- Cover to The Extremist #1 (September 1993), art by Ted McKeever.

Publication information
- Publisher: Vertigo
- Format: Miniseries
- Publication date: September – December 1993
- No. of issues: 4

Creative team
- Created by: Brendan McCarthy
- Written by: Peter Milligan
- Artist: Ted McKeever

= The Extremist (comics) =

1993 comic book miniseries by Peter Milligan and Ted McKeever

The Extremist is a four-issue comic book miniseries, written by Peter Milligan with art by Ted McKeever. The series was published by DC Comics through their Vertigo comics imprint from September to December 1993. It was originally created by Brendan McCarthy, who gave it to Peter Milligan to develop as a comic series because he "couldn't be bothered to draw it".

==Plot==
Judy Tanner, grieving after the murder of her husband Jack, desires to get revenge on the murderer. She submerges her identity into that of "The Extremist", an alias her husband went by in both his life as a patron of the most extreme sex clubs and as a hired assassin for a shadowy organization called "The Order". Judy eventually murders a woman she believes to be her husband's killer, but she later learns the real killer was a man named Patrick, the "Chief Hedonist" of the Order. Patrick claims he killed Jack in order to manipulate Judy into becoming the Extremist, and into killing an innocent woman, to "liberate" her from her bourgeois moral system.

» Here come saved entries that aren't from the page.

PR #1757, opened 2025-02-18
DRIVERS-3082 add prose tests for `$lookup`

kevinAlbs:
# Summary

Add prose test for `$lookup` support in QE/CSFLE.

Tests were run in the C driver in [this patch](https://spruce.mongodb.com/version/67b1feac78623900074b9ef8). Note: `latest` tasks were updated to use `latest-build` to use unreleased 8.1 builds (see [slack](https://mongodb.slack.com/archives/C72LB5RPV/p1739884710850709) for background).

Testing requires a unreleased version of libmongocrypt to include changes from [MONGOCRYPT-723](https://jira.mongodb.org/browse/MONGOCRYPT-723). Binaries are available on [this patch build](https://spruce.mongodb.com/task/libmongocrypt_publish_upload_all_patch_c3dff011c9c0dc326c31414471a4b613e0d91365_67af62d2eff4dc0007490c8f_25_02_14_15_35_47/files?execution=0) or by building from source at https://github.com/mongodb/libmongocrypt/commit/33fdf65cce5a0c0cdd293c64ed40e4a8205c3ce0.

The failed `Markdown Link Check` on the [GitHub action](https://github.com/mongodb/specifications/actions/runs/13551263630/job/37875175396?pr=1757) appears unrelated (and is failing on master).

# libmongocrypt protocol change

libmongocrypt's protocol previously assumed auto encrypting a command only required at most one schema. With `$lookup` there can be multiple schemas on an `aggregate` command. As a result, a small driver change is needed: feed all listCollections results to libmongocrypt in the `MONGOCRYPT_CTX_NEED_MONGO_COLLINFO(_WITH_DB)` states. The previous protocol only required returning the first. Call `mongocrypt_setopt_enable_multiple_collinfo` to indicate the new behavior is implemented (otherwise libmongocrypt returns an error if a command requires multiple schemas).

The libmongocrypt documentation includes a change to the protocol [in integrating.md](https://github.com/mongodb/libmongocrypt/commit/33fdf65cce5a0c0cdd293c64ed40e4a8205c3ce0#diff-831b7c30649e24ea657915e29deba4aec0b05937c9d96a76cf22e89dca32d042R143).

See the small protocol change implemented in the C driver [here](https://github.com/kevinAlbs/mongo-c-driver/commit/eb18fc82e822424a4a84c7754debd707ba3b1e9a).

- ~~[ ] Update changelog.~~ **Test changes only**
    clusters, and serverless).

### DIFF
--- a/source/client-side-encryption/tests/README.md
+++ b/source/client-side-encryption/tests/README.md
@@ -3659,9 +3659,9 @@ Run an aggregate operation on `db.csfle` with the following pipeline:
 
 Expect an exception to be thrown with a message containing the substring `not supported`.
 
-#### Case 9: test error with pre-8.1
+#### Case 9: test error with \<8.1
 
-This case requires mongocryptd/crypt_shared pre-8.1.
+This case requires mongocryptd/crypt_shared \<8.1.
 
 Recreate `encryptedClient` with the same `AutoEncryptionOpts` as the setup. (Recreating prevents schema caching from
 impacting the test).
--- a/source/client-side-encryption/tests/README.md
+++ b/source/client-side-encryption/tests/README.md
@@ -3416,7 +3416,8 @@ Repeat this test with the `azure` and `gcp` masterKeys.
 
 ### 25. Test $lookup
 
-Unless otherwise noted, these tests require: libmongocrypt 1.13.0, mongocryptd/crypt_shared 8.1+, and server 8.1+. Skip on standalone.
+Unless otherwise noted, these tests require: libmongocrypt 1.13.0, mongocryptd/crypt_shared 8.1+, and server 8.1+. Skip
+on standalone.
 
 The syntax `<filename.json>` is used to refer to the content of the corresponding file in `../etc/data/lookup`.
 
--- a/source/client-side-encryption/tests/README.md
+++ b/source/client-side-encryption/tests/README.md
@@ -3420,8 +3420,7 @@ This test requires libmongocrypt 1.13.0. Unless otherwise noted, tests require m
 
 Tests require server support of QE: Require MongoDB server 7.0+. Skip on standalone.
 
-The syntax `<filename.json>` is used to refer to files in
-[source/client-side-encryption/etc/data/lookup](../etc/data/lookup/).
+The syntax `<filename.json>` is used to refer to files in `../etc/data/lookup`.
 
 #### Setup
 
--- a/source/client-side-encryption/tests/README.md
+++ b/source/client-side-encryption/tests/README.md
@@ -3424,19 +3424,6 @@ The syntax `<filename.json>` is used to refer to the content of the correspondin
 
 #### Setup
 
-Create an unencrypted MongoClient named `unencryptedClient`. Drop database `db`.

After Judy goes missing, her neighbor Tony Murphy attempts to find her while discovering more and more about what "The Extremist" really is, and he is both ashamed and titillated by his discoveries. In his quest to find Judy, Tony's obsession prompts his wife and newborn child to leave him. He does eventually manage to track Judy down, after which a thoroughly indoctrinated Judy kills him to prevent him from exposing her activities or those of the order.